§ DATA SHOWN
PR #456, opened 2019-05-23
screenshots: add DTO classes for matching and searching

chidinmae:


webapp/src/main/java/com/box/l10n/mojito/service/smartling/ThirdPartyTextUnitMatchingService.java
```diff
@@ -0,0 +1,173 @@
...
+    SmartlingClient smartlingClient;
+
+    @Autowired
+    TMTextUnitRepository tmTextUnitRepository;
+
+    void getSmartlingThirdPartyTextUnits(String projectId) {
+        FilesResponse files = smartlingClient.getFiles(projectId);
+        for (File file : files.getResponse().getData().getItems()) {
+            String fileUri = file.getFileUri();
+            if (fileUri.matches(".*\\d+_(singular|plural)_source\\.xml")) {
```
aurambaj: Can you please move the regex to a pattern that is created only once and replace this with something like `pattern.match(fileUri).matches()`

§ WORK TO COMPLETE
Extract all lines of the records above that include "String".

§ OUTPUT
+    void getSmartlingThirdPartyTextUnits(String projectId) {
+            String fileUri = file.getFileUri();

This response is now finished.